Reputation: 8376
I have a function that looks like this:
public final class MyClass {
static let shared = MyClass()
public func doSomething(dictionary: [String: Any]? = nil) async -> UIViewController {
return await UIViewController()
}
}
I call it like this inside a UIViewController
:
final class MyViewController: UIViewController {
@IBAction private func tapButton() {
Task {
let vc = await MyClass.shared.doSomething()
}
}
}
But it gives me a warning:
Non-sendable type '[String : Any]?' exiting main actor-isolated context in call to non-isolated instance method 'doSomething(dictionary:)' cannot cross actor boundary
Note that you must have Strict Concurrency Checking
in your Build Settings set to Complete
or Targeted
for this to show up in Xcode.
I know that functions inside a UIViewController
are isolated to the MainActor and I want tapButton()
to be. But what can I do about this to avoid this warning?
Upvotes: 10
Views: 5026
Reputation: 271420
The dictionary is said to "exit main actor-isolated context" and "cross actor boundary" because MyViewController
is a @MainActor
class, but MyClass
isn't. Whatever will be running doSomething
is not the main actor, but the cooperative thread pool.

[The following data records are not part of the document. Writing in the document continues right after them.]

PR #3181, opened 2020-06-12
ARTEMIS-2804 Human readable timestamp is incorrectly parsed in web console

avi5kdonrh:
The web console displays the day of the week instead of the day of the month in the timestamp column while browsing a queue from the web console.


jbertram:
The commits should be squashed and the comment should be removed and added to the commit message as it only makes sense in the context of the change.

jbertram:
@avi5kdonrh, can you update the commit message to follow [the pattern outlined in the hacking guide](https://github.com/apache/activemq-artemis/blob/master/docs/hacking-guide/en/code.md#commitMessageDetails)?

jbertram:
@avi5kdonrh, don't worry about the commit message. I fixed it during merge. Thanks for the fix!

avi5kdonrh:
@jbertram, @franz1981  Thank you very much. Next time I'll keep the guidelines in mind.

PR #3183, opened 2020-06-15
ARTEMIS-2109: require JDK 8 for release

gemmellr:
Requires JDK 8 for the 'release' profile. This is the same requirement as before, but the existing profile check only set an '8 minimum' requirement. Now that it can build on 11+ (but, targetting 11 while doing so currently) unlike before, the check needs to be specifically 8-only. 

Enforces use of JDK8 or 11+ in regular non-release builds, giving 9 or 10 users a clearer error.

Renames profiles for consistency and clarity.

Updates CI to not use the release profile for examples on 11 or 14, only 8.

### DIFF
--- a/.travis.yml
+++ b/.travis.yml
@@ -1,9 +1,19 @@
 language: java
 install: true
-jdk:
-  - openjdk8
-  - openjdk11
-  - openjdk14
+matrix:
+  include:
+    - os: linux
+      jdk: openjdk8
+      env:
+        - EXAMPLES_PROFILE="release"
+    - os: linux
+      jdk: openjdk11
+      env:
+        - EXAMPLES_PROFILE="noRun"
+    - os: linux
+      jdk: openjdk14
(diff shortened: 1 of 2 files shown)


gemmellr:
More changes following #3179

gemmellr:
I reverted the plugin version changes on master in https://github.com/apache/activemq-artemis/commit/61e920d010f94894b04a1b43a3880a0cdbdd629d.

I had noticed a NPE failure building the assembly during "mvn clean package" (but not "mvn clean install"), which some search suggeted relates to use of the enforcer plugin 1.4.1 in modules with pom packaging. That was the effective change from removing the 1.4 version definitions as the pluginManagement already has a 1.4.1 entry.

Must be some sort of weird interaction with other bits in use as well, since we use 1.4.1+assembly in lots of other places, but anyway...I've restored that bit to how it was before to put things as they were.

PR #3185, opened 2020-06-16
ARTEMIS-2806 deployQueue missing address argument

qihongxu:
In ActiveMQServerControlImpl, deployQueue method is missing address argument which results in creating non-matched addresses and queues. (For example, using deployQueue to create a subscriber A_0 under existing address A, it finally returns a new topic A_0 with a subscriber A_0 )

### DIFF
--- a/artemis-server/src/main/java/org/apache/activemq/artemis/core/management/impl/ActiveMQServerControlImpl.java
+++ b/artemis-server/src/main/java/org/apache/activemq/artemis/core/management/impl/ActiveMQServerControlImpl.java
@@ -952,7 +952,7 @@ public class ActiveMQServerControlImpl extends AbstractControl implements Active
       clearIO();
       try {
          server.createQueue(new QueueConfiguration(name)
-                            .setName(name)
+                            .setAddress(address)
                             .setFilterString(filterStr)
                             .setDurable(durable));
       } finally {


artemis-server/src/main/java/org/apache/activemq/artemis/core/management/impl/ActiveMQServerControlImpl.java
```diff
@@ -952,6 +952,7 @@ public void deployQueue(final String address,
       clearIO();
       try {
          server.createQueue(new QueueConfiguration(name)
+                            .setAddress(address)
                             .setName(name)
```
jbertram, line 956: You can actually remove `setName(name)` as this is already taken care of by passing `name` to the constructor. The bug here is that `setName(name)` is actually called instead of `setAddress(address)`.

jbertram:
We certainly want to fix this bug, but it's worth noting that all versions of `deployQueue` are deprecated so I recommend you migrate to `createQueue` as soon as possible. Furthermore, there are no actual tests for `deployQueue` which is almost certainly why this bug was not caught.

qihongxu:
> We certainly want to fix this bug, but it's worth noting that all versions of `deployQueue` are deprecated so I recommend you migrate to `createQueue` as soon as possible. Furthermore, there are no actual tests for `deployQueue` which is almost certainly why this bug was not caught.

Thanks for your advice! This bug is caught coincidently when we tried to upgrade some artemis servers to newer version. Although deployQueue is deprecated, I checked the commit log and found it was modified 2 months ago. We will migrate to createQueue in our projects. This pr is just for someone that might still use legacy methods as we do. :)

It is not safe for a non-Sendable
type like [String: Any]?
to cross actor boundaries. [String: Any]?
is not Sendable
because Any
is not Sendable
. Yes, you are only passing nil
here, which should be safe, but Swift looks at the types only.
There are a few ways to solve this. Here are some that I thought of:
[String: any Sendable]?
insteadMyClass
or doSomething
with @MainActor
Task.detached
instead of Task.init
, so that the cooperative thread pool runs the task too. Task.init
will inherit the current actor context, and at tapButton
, it is the main actor.Upvotes: 11
Reputation: 299345
You can't pass [String: Any]
across concurrency boundaries under "targeted" concurrency warnings, since it's not (and can't be) Sendable. Even though it's a default parameter, it's still being created in the calling context and then passed to the receiving context. To avoid that, you need to create the default parameter in the receiving context. Default parameters are just shortcuts for explicit overloads, so you can write the overload explicitly instead:
// Remove the default parameter here
public func doSomething(dictionary: [String: Any]?) async -> UIViewController {
return await UIViewController()
}
// And define it explicitly as an overload
public func doSomething() async -> UIViewController {
return await doSomething(dictionary: nil)
}
With this, the call to doSomething()
doesn't create a Sendable problem.
That said, I expect that MyClass should actually be @MainActor
(or at least doSomething
). Creating a UIViewController on a non-main queue is legal if I remember correctly (though it might not be), but no method is legal to call on it outside the main queue.